BEGIN GIVEN RECORDS

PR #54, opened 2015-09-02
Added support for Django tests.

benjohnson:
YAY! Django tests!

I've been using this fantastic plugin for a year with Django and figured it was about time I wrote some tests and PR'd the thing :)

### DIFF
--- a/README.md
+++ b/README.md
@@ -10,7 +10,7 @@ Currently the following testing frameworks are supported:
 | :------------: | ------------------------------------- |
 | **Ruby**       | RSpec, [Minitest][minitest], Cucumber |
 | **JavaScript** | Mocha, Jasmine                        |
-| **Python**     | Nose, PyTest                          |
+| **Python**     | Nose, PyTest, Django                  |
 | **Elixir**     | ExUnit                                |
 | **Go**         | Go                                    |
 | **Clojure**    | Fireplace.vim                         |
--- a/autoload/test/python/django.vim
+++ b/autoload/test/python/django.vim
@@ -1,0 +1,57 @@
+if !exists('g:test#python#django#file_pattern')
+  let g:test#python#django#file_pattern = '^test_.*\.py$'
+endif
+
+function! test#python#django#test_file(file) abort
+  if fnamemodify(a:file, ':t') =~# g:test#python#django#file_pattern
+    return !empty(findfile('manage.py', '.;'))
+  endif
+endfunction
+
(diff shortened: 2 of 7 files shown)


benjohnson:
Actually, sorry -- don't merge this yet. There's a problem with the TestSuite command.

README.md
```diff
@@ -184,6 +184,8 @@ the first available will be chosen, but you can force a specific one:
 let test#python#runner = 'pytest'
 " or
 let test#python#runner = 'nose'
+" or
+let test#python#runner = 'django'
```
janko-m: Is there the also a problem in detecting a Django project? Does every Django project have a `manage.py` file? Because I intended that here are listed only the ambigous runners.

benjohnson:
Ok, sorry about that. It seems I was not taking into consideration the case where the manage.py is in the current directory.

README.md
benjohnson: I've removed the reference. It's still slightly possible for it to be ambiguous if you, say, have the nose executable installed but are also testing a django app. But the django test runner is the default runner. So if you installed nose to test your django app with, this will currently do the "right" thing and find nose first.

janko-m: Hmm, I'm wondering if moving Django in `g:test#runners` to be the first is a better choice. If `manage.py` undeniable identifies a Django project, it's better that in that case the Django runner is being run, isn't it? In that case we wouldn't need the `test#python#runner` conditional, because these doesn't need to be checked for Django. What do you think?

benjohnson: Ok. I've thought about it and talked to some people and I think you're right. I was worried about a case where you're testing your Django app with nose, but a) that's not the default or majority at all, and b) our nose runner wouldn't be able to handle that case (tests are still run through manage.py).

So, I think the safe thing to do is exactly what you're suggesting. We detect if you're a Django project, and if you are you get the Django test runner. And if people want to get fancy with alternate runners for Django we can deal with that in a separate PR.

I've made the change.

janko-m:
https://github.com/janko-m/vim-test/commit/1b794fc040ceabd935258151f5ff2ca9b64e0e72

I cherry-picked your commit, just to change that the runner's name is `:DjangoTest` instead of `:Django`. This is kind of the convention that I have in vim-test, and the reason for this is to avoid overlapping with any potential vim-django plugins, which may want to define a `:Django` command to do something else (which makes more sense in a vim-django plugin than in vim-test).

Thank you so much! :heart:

END GIVEN RECORDS
BEGIN GIVEN RECORDS

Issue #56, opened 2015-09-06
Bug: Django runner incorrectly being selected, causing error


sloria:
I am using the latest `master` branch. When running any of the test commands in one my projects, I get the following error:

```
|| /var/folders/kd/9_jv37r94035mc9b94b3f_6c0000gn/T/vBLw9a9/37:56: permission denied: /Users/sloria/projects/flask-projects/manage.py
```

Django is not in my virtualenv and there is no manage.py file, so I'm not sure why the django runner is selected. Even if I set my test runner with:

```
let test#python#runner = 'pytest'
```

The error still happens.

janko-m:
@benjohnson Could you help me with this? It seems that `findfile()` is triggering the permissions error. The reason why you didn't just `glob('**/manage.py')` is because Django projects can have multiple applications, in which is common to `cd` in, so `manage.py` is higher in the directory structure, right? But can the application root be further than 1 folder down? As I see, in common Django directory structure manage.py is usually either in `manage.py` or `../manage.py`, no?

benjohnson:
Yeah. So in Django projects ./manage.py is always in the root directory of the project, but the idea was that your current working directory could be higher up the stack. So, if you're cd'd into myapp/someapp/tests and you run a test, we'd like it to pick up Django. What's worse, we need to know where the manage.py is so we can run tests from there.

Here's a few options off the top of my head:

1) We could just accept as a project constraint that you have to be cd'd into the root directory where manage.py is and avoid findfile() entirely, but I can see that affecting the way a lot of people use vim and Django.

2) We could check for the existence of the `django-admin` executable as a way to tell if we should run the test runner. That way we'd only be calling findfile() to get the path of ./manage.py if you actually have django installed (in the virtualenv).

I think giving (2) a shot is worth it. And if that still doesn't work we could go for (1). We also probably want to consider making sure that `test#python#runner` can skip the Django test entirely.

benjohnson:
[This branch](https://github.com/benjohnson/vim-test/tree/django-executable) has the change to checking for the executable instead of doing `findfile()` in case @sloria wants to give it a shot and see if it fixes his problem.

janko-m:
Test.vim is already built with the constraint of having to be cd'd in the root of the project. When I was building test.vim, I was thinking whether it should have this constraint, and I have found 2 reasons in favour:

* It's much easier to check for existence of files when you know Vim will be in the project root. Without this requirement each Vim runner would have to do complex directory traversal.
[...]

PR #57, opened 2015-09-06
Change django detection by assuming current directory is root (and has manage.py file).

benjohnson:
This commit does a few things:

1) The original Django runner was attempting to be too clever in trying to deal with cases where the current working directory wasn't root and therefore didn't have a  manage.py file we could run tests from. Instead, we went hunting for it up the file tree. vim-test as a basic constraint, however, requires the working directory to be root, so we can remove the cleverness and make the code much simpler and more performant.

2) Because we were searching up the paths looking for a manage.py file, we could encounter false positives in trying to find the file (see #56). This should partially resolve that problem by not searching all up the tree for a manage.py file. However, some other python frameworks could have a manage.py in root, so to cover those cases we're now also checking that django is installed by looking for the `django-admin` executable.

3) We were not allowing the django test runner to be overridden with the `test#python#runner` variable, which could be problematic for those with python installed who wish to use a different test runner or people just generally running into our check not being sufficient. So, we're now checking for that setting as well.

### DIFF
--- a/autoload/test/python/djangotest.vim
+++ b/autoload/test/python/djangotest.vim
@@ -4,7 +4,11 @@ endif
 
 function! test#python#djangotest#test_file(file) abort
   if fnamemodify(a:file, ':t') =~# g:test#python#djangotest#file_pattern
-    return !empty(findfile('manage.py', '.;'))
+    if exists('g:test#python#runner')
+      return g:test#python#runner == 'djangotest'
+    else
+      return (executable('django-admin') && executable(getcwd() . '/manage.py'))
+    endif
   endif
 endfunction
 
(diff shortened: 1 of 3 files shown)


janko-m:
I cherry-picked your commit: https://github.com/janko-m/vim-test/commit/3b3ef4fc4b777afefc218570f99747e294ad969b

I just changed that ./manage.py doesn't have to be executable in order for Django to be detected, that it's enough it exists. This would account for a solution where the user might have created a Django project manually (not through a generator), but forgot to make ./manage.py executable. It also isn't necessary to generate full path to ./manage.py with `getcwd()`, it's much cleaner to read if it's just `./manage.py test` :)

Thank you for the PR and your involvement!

END GIVEN RECORDS

_PROBLEM DETAILS_: From the records above, return each line that includes "following".

_ANSWER BOX_:
@@ -10,7 +10,7 @@ Currently the following testing frameworks are supported:
I am using the latest `master` branch. When running any of the test commands in one my projects, I get the following error:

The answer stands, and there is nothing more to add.